MATIN DE SAINT ANTOINE est un film sans dialogues, construit de mouvements, gestes, cadences et rythmes. Même s’il y a un crescendo et un climat tout se passe en sous ton, comme les personnages du film qui évoluent tels des « zombies » à la recherche d’un abri. C’est un film qui développe un dispositif formel très précis, presque géométrique. Les acteurs sont filmés d’un point de vue plus haut, en plongé. Un des twists du scénario c’est précisément quand ce dispositif est clarifié à la fin et le spectateur comprend que ce point de vue est celui de l’énorme statue de Saint Antoine sur la place de Alvalade. C’est comme si la statue regardait tous ces garçons et filles qui rentrent à la maison après la fête de commémoration du saint de Lisbonne – même si cette fête maintenant est surtout païenne. Je ne veux pas, d’aucune façon, faire un film moralisant ou sociologique sur la jeunesse d’aujourd’hui, je vais essayer de saisir des comportements qui sont devenus banals mais qui, pour moi, restent envoûtés d’un fascinant mystère.

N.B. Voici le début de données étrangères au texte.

PR #183, opened 2026-09-13
fix(agent): admit eligible parallel-project work mid-cycle

### LINKED ISSUE #182: Backlog admission latency is bounded by the longest in-flight lane, not by the task's own project capacity
# Backlog admission latency is bounded by the longest in-flight lane, not by the task's own project capacity

## Symptom

A task dispatched to the backlog of a **parallel-enabled project with all slots free** can wait
hours before processing starts. The wait is not caused by the task's own project — it is caused
by _another_ project's lane still being mid-pass inside the same coordinator poll cycle. Queue
admission (backlog → `planning`, and pipeline pickup) happens only at poll-cycle boundaries, and a
cycle stays open until **every** selected project lane has drained. Measured on a live instance:
a task waited **90.6 minutes** after creation while its own project sat completely idle, because
an unrelated project's review stage held the cycle open; historical p90 reaches **16.3 hours**.

## Mechanism

All anchors verified against `main` @ `d82e466` (`packages/agent/src/coordinator.ts` unless noted):

1. **Admission runs once per cycle, at cycle start.**
   `runPollCycle()` (`coordinator.ts:1048` — `async function runPollCycle(): Promise<void> {`)
   calls `processAutoQueueAdvance()` (`:1062` — `processAutoQueueAdvance();`) as part of its
   opening prelude. `processAutoQueueAdvance()` (`:907` —
   `export function processAutoQueueAdvance(): number {`) lifts backlog tasks into `planning`
   with a fill loop (`:977` — `while (active < limit) {`) guarded by the atomic
   `claimBacklogTaskForAdvance` CAS claim (`:995` —
   `if (!claimBacklogTaskForAdvance(next.id, autoQueueCommit)) {`;
   `packages/data/src/index.ts:2305`). The next backlog candidate is picked by
   `nextBacklogTaskByPosition` (`packages/data/src/index.ts:2625`). Nothing re-runs this lift
   until the _next_ cycle starts.

2. **A cycle stays open until every lane drains.**
   `runPollCycle` selects up to `COORDINATOR_MAX_CONCURRENT_PROJECTS` project lanes and awaits
   them all (`Promise.allSettled(projectIds.map(processProjectLane))`). Each lane
   (`coordinator.ts:1115` — `async function processProjectLane(projectId: string): Promise<void> {`)
   walks the pipeline stages sequentially and, per stage, `await`s its started tasks
   (`await Promise.allSettled(spawned)`). So one long implementer/review stage anywhere keeps
   the whole cycle — and therefore the next admission — open for its full remaining runtime.

3. **Triggers during an active cycle only queue a follow-up.**
   The single-flight guard in `pollAndProcess()` (`coordinator.ts:1295–1298`):
   `if (activePollPromise) { followUpPollRequested = true; … return activePollPromise; }`.
   The scheduler tick _and_ the wake channel (`task:created` / `task:moved` / `agent:wake`
   events → `triggerWake` → `pollAndProcess`) both hit this guard while a cycle is active —
   the event-driven wake path exists but cannot admit anything mid-cycle.

Consequence: a task created (or made eligible) at time _T_ is admitted only when the cycle that
was active at _T_ fully drains — i.e. its admission latency equals the **remaining runtime of the
longest in-flight lane**, independent of its own project's free capacity. A manual `start_ai` on
the waiting task changes its status to `planning` but starts nothing, because candidate pickup
also happens only inside a cycle's lanes.

## Empirical impact

**Incident timeline (UTC, 2026-09-11):**

- 12:22:48.753 — a task reaches done; the advance pass lifts 3 tasks across 3 projects. For a
  now-emptied project the pass logs `active:0, limit:5, "no more backlog ready"` — it had nothing
  queued.
- 12:27:40–47 — four tasks are created on that emptied project.
- 12:24–12:45 — every coordinator tick logs `Poll cycle already active; queued one follow-up
cycle` (16×). The four tasks wait.
- 12:45 — manual `start_ai` on the four tasks flips status to `planning` but starts nothing.
- 13:58:14.033 — the last foreign task passes review (`Auto review gate accepted review, moving
to done` → `Poll cycle complete` → `Starting poll cycle`). Same second, the advance lifts 2
  more backlog tasks, and at 13:58:14.829 the four waiting tasks are claimed via the
  `[FIX:149] Revalidating task candidate after coordinator permit` lane path; worktrees are
  created 13:58:16–19.
- **Admission latency 90.6–90.7 min = exactly the foreign cycle's remaining runtime.**

**Historical distribution** (200 tasks, 2026-07-26 → 2026-09-11; latency = first activity-log
timestamp − `created_at`):

| Day    | Median | Max                     |
| ------ | ------ | ----------------------- |
| Aug 01 | 27.7m  | —                       |
| Aug 12 | —      | 136.1m                  |
| Aug 17 | 58.9m  | —                       |
| Aug 18 | —      | p90 **978.2m (16.3 h)** |
| Aug 19 | 45.8m  | —                       |
| Sep 03 | 57.3m  | 151.2m                  |
| Sep 06 | 66.6m  | 174.4m                  |
| Sep 08 | 65.4m  | **225.6m**              |

Honest caveat: **instant admission (<2 min) accounts for ≈ half of all tasks** — dispatches that
landed in an idle window were admitted immediately. The design is not broken for idle factories;
the cost lands specifically on factories that are busy when the task arrives, and it grows with
the runtime of whatever is in flight. Batch signatures are visible (five tasks created together
all waiting exactly 65.0–65.4m — one admission window lifted them together), consistent with the
cycle-boundary mechanism rather than per-task noise.

### A. Mid-cycle admission pass on busy-cycle triggers (small, reuses all machinery)

When `pollAndProcess()` hits the active-cycle guard, additionally fire a single-flight
**admission pass**: run the same CAS-protected `processAutoQueueAdvance()` lift, then start
project lanes for **parallel-capable projects only**, reusing the exact cycle lane function.

- Pros: minimal diff; lanes already enforce correctness under concurrency — the shared
  `StageSemaphore` (per-project-stage key max + global ceiling), the `[FIX:149]`
  post-permit revalidation, and the atomic `claimCoordinatorTaskIfEligible` CAS make concurrent
  cycle/pass lanes safe by construction. Sequential projects can be excluded from the pass
  entirely, preserving their cycle-boundary semantics with zero new windows.
- Cons: per-tick query cost while a cycle is busy (a few indexed queries per project — the same
  work a cycle start does); another moving part in the coordinator's lifecycle; the pass must be
  detached (must not extend the returned cycle promise) or admission serializes again behind the
  very drain it is meant to bypass.

### B. Per-project long-lived lanes (architectural)

Replace per-cycle lane batches with one long-lived lane per project that reacts to capacity
changes (task exits) and arrivals.

- Pros: conceptually cleanest; admission latency collapses to event-handling time; no cycle
  concept to reason about.
- Cons: a rewrite of the lane lifecycle — lifecycle ownership, backpressure when
  `COORDINATOR_MAX_CONCURRENT_PROJECTS` projects are active, interaction with
  `failedInCycle`-style cycle scoping, watchdog/recovery placement all need redesign. High
  regression risk relative to the size of the bug.

### Risks either design must address

- **Double-processing** — solved today by task-row CAS claims (`claimCoordinatorTaskIfEligible`)
  plus lock TTLs; any concurrent-lane design must route through them unchanged.
- **Cap bypass** — per-project and global caps are enforced by the shared semaphore, not by the
  cycle boundary; a design that admits outside a cycle must keep using that semaphore.
- **Sequential-project regression** — non-parallel projects rely on the
  `hasActiveLockedTaskForProject` cross-cycle guard + key-max-1 semaphore; a mid-cycle path must
  not open the brief lock gap between a sequential task's stages.
- **Review-gate reentrancy** — the auto-review gate runs inside `processOneTask` per claimed
  task; CAS claiming keeps it non-reentrant; no change needed, but worth an explicit test.

## Concrete proposal (implemented and linked as a PR)

Design **A**, plus a rollout flag:

1. Extract the lane function out of `runPollCycle`'s closure so cycles and passes share one
   implementation (`runProjectLane(projectId, failedSet, concurrencyCache)`).
2. In `pollAndProcess`'s busy branch, fire a detached, single-flight admission pass:
   `processAutoQueueAdvance()` + `Promise.allSettled` of lanes for
   `listCoordinatorActionableProjectIds(COORDINATOR_MAX_CONCURRENT_PROJECTS)` filtered to
   parallel-capable projects (sequential projects keep exact cycle-boundary semantics).
3. `AGENT_MID_CYCLE_ADMISSION_ENABLED` (default `true`) restores pure cycle-boundary admission
   for rollout protection.
4. The pass deliberately does **not** run cycle-start recovery jobs (stale-claim release,
   watchdog passes, GitHub sync) — those keep their per-cycle frequency contract.

What the patch deliberately does not do: no DB schema changes, no per-project long-lived lanes,
no change to sequential-project scheduling, no change to any concurrency cap semantics, and no
new required configuration (the flag defaults to the new behavior).

Known follow-up (out of scope for the patch): `listCoordinatorActionableProjectIds` orders by
`min(createdAt)` with the `COORDINATOR_MAX_CONCURRENT_PROJECTS` limit, so in a factory with more
than that many busy projects a freshly-created project's tasks can still wait behind older
actionable projects. The patch applies the same bound to the pass to preserve the knob's
contract; making lane-batch ordering arrival-aware is a separate, compatible improvement.

artyhoo:
Fixes #182.

## What

Admits eligible backlog work mid-poll-cycle instead of waiting for the cycle boundary. At `main` @ `d82e466`, `processAutoQueueAdvance()` runs only inside `runPollCycle`'s opening prelude (`coordinator.ts:1062`), and a cycle stays open until every selected project lane drains — so a task dispatched to a parallel-enabled project with all slots free can sit in backlog for the full remaining runtime of an unrelated project's lane (measured live: 90.6 min; historical p90 16.3 h; details in the issue).

## How

- Extracts the lane function out of `runPollCycle`'s closure (`runProjectLane`) so cycle lanes and the new pass share one implementation.
- In `pollAndProcess`'s busy branch, fires a detached, single-flight mid-cycle admission pass: `processAutoQueueAdvance()` first, then `Promise.allSettled` over parallel-capable project lanes only. Sequential projects keep exact cycle-boundary semantics (cross-cycle DB locks preserved); worktree-sharing projects stay forced-serial.
- The pass deliberately does not extend the cycle promise and does not run cycle-start recovery jobs (stale-claim release, watchdog, GitHub sync) — those keep their per-cycle frequency contract.
- Rollout flag `AGENT_MID_CYCLE_ADMISSION_ENABLED` (default `true`); `false` restores pure cycle-boundary admission (test-verified).

No DB schema changes, no concurrency-cap semantics changes, no new required configuration.

## Testing

- New regression suite `packages/agent/src/__tests__/midCycleAdmission.test.ts` (3 tests): **3/3 pass on this branch; 3/3 fail on the base `d82e466`** (assertions show the defect itself — a parallel project's backlog task never admitted mid-cycle).
- Full agent suite differential: base 386 tests / 1 pre-existing failure (`autoReviewHandler`) vs branch 389 / same 1 — **zero new failures**, +3 new tests green.
- `packages/shared`: 235/235 green (env flag touched).
- Live-fire on a production instance: a wake arriving during an active cycle ran the pass and moved another project's backlog task to `planning` ~2.5 min after deploy (log-evidenced in `A1-REPORT.md` on the branch).

## Docs on the branch

`ISSUE-ADMISSION-LATENCY.md` (the research write-up behind #182) and `A1-REPORT.md` (worker report with the falsifiers list).


artyhoo:
Author's own follow-up after a cold verification pass on this branch. Three things the reviewer should have before spending a round on it, including one that argues against reviewing it in its current shape.

## 1. Overlap with #165 — please read that one first

I opened this without noticing #165 (`fix(agent): stop the poll cycle from stalling behind long stages`), which is already approved and only waiting on conflict resolution. It addresses the same root cause and is broader. Concretely:

- Its **Change 2** is a precondition for this PR to work at all on the cron path. `startPollScheduler` returns early on `isRunning` *before* calling the callback (`packages/agent/src/pollScheduler.ts`), and the callback awaits `pollAndProcess()`, which settles only when the whole cycle drains. Measured on this branch's base: a pending callback receives **1 invocation across ~2 interval boundaries**. So `triggerMidCycleAdmission()` in this PR is reachable from the wake channel only — with `AGENT_WAKE_ENABLED=false`, or whenever the WS drops to polling-only mode, this PR contributes nothing.
- Its **Change 1** (bounded overlapping cycles) already covers the main case this PR was written for: admitting work for *other* projects while a long stage runs.
- What remains unique here is narrow: a second task of the **same** parallel project in a different stage — precisely the case #165 excludes on purpose via `hasActiveProject()` to preserve project-local stage order from #149.

Given that, I would rather not consume a review round now. Suggestion: land #165, then I re-measure what delta, if any, is left and either rework this branch on top of it or close it.

## 2. Rollout default — this PR does what #165 was asked not to do

`AGENT_MID_CYCLE_ADMISSION_ENABLED` defaults to `true` here, i.e. the coordinator hot path changes unconditionally on upgrade. That is the same shape as must-fix #1 in the first review of #165 ("gate the overlapping-cycle rollout off by default"). If this branch survives the step above, the default flips to `false` before any review round.

## 3. The two red checks are not from this change

- **npm audit** — also red on `lee-to/aif-handoff@main` (current head `af9b2ee`). Pre-existing.
- **MCP Unit** — the audit itself passed: `Total Score: 100/100`, `Finding Counts: total=0`, `outcome=success`. The job failed on the following step, `github/codeql-action/upload-sarif`, which cannot write code-scanning results from a fork PR. Infrastructure, not the change. Build, Tests and ESLint are green.

## 4. One correction already pushed

Commit `3a1172f` (already in this PR's head) fixes an inaccurate claim in my own CHANGELOG entry: it said "all concurrency caps unchanged". Measured against the base — a cycle lane and an admission lane can serve one parallel project at once, holding permits under different per-project-*stage* keys, so its in-flight task count reaches 2 with `COORDINATOR_MAX_CONCURRENT_TASKS_PER_PROJECT=1` (base: 1, because a single lane walks stages sequentially). The knob's formal semantics are unchanged (`docs/configuration.md` has always called it a per-stage cap) and the global cap still bounds the total, but the "caps unchanged" phrasing was wrong and is now replaced by a description of the actual effect. The same commit records that a busy cycle sees at most one admission wave, since the pass is single-flight and lives until the work it admitted drains.

lee-to:
## Code review

This PR tackles a real admission-latency problem in the agent coordinator, but it changes the coordinator hot path and concurrent lane semantics. The current shape is too risky to merge as-is: the rollout flag is enabled by default, the documented periodic-poll trigger is not actually reachable through the scheduler, and the PR exceeds the review size bar while bundling implementation, tests, operational docs, and large research artifacts.

### Must fix

1. **Make the risky coordinator change dark-launchable** — `packages/shared/src/env.ts:170`, `.env.example:142`, `docs/configuration.md:58` — the new behavior changes request/agent hot-path scheduling and can increase same-project in-flight work across stages, but `AGENT_MID_CYCLE_ADMISSION_ENABLED` defaults to `true`. The project review rule for risky changes requires an environment-driven feature flag that defaults to `false`, and it also requires the `AIF_<AREA>_<FEATURE>_ENABLED` naming shape. Please rename this to something like `AIF_AGENT_MID_CYCLE_ADMISSION_ENABLED`, default it to `false`, and update the docs/tests/examples accordingly. The existing off path in `packages/agent/src/coordinator.ts:1397` is the right place for the gate; the problem is the default and name.

2. **Wire the poll-tick trigger or narrow the contract to wake-only** — `packages/agent/src/pollScheduler.ts:23` and `packages/agent/src/coordinator.ts:1414` — the PR says a “poll tick or wake event” that lands during an active cycle fires mid-cycle admission, but periodic ticks do not call `pollAndProcess()` while the previous scheduler callback is still awaiting. `startPollScheduler()` returns at `if (isRunning) return`, and `packages/agent/src/index.ts:44-47` awaits the whole `pollAndProcess()` promise, so a long active cycle suppresses interval callbacks before they can reach the active-cycle branch at `coordinator.ts:1415-1418`. The new tests directly call `pollAndProcess()` (`midCycleAdmission.test.ts:169-170`) and therefore cover wake/direct calls, not the scheduler path. Please either change the scheduler/agent wiring so overlapping ticks invoke a lightweight trigger path, or update the code/docs/tests to state this feature is wake-only and does not help when `AGENT_WAKE_ENABLED=false` or the WS is down.

3. **Decomposition required** — PR size is 1,288 changed lines across 13 files (`+1121/-167`). That exceeds the hard >800-line review threshold. The largest issue is that the functional coordinator refactor/change is bundled with a 272-line regression suite plus two large root-level research/report artifacts (`A1-REPORT.md`, `ISSUE-ADMISSION-LATENCY.md`). Please split this into reviewable boundaries, for example: implementation + focused tests (`packages/agent/src/coordinator.ts`, agent/shared env tests), rollout/docs (`.env.example`, `docs/configuration.md`, `docs/architecture.md`, `CHANGELOG.md`, checklist), and research artifacts in their own docs PR or issue attachment. If the implementation stays dependent on #165, rebase after #165 and keep only the residual delta.

### Should fix

1. **Avoid shipping temporary task reports at repo root** — `A1-REPORT.md` and `ISSUE-ADMISSION-LATENCY.md` look like AI Factory handoff/research artifacts rather than product docs. They add most of the review surface and duplicate material already in the PR body/issue. Move durable content into `docs/` or the GitHub issue; otherwise keep them out of the product repository.

2. **Reconcile with PR #165 before another review round** — the author note says #165 already covers the broader “long stage blocks unrelated project admission” case, and that this PR’s remaining unique behavior is narrower: same parallel project, different stage. That overlap makes the current design hard to reason about independently. Rebase on the accepted scheduler/cycle model from #165, then re-measure whether mid-cycle admission is still needed.

### Nits

- No debug leftovers, TODO/FIXME leaks, mojibake, or direct DB-boundary violations found in the changed hunks.

### Context gates

- Architecture: pass — changed agent code still uses the existing data/runtime boundaries; I did not see direct DB access from `agent` outside `@aif/data`.
- Rules: error — `.ai-factory/RULES.md` requires SOLID/DRY, checklist use, docs sync, and safe rollout discipline; the risky feature flag defaults on instead of off.
- Roadmap: warn — this is a fix PR and references issue #182, but the overlap with #165 should be resolved before merge.
- CHECKLIST compliance (touched packages: `packages/agent`, `packages/shared`): warn — agent/shared checklist items were considered, but the scheduler checklist now claims periodic ticks can fire the mid-cycle pass even though `startPollScheduler()` suppresses those callbacks.
- Docs sync: error — docs were updated, but they document a poll-tick trigger that the current scheduler wiring does not provide.
- PR size (1,288 lines / 13 files / implementation + tests + rollout docs + research artifacts): error — split as described under Must fix.
- Risk gating (feature flag): error — use `AIF_AGENT_MID_CYCLE_ADMISSION_ENABLED=false` by default, with the current behavior reachable only when explicitly enabled.

Verdict: REQUEST_CHANGES.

MATIN DE SAINT ANTOINE est aussi une vision personnelle d’un quartier de Lisbonne, Alvalade, tel que « China, China », le court métrage que j’ai co-réalisé avec João Rui Guerra da Mata, était notre vision d’un autre quartier, le Martim Moniz. Ce qui, en outre, m’intéresse c’est que ces lieux, avec leurs différences sociales, culturelles et architecturales, forment différents visages de la même ville et Lisbonne, une fois encore, offre un immense potentiel cinématographique et d’innombrables lectures.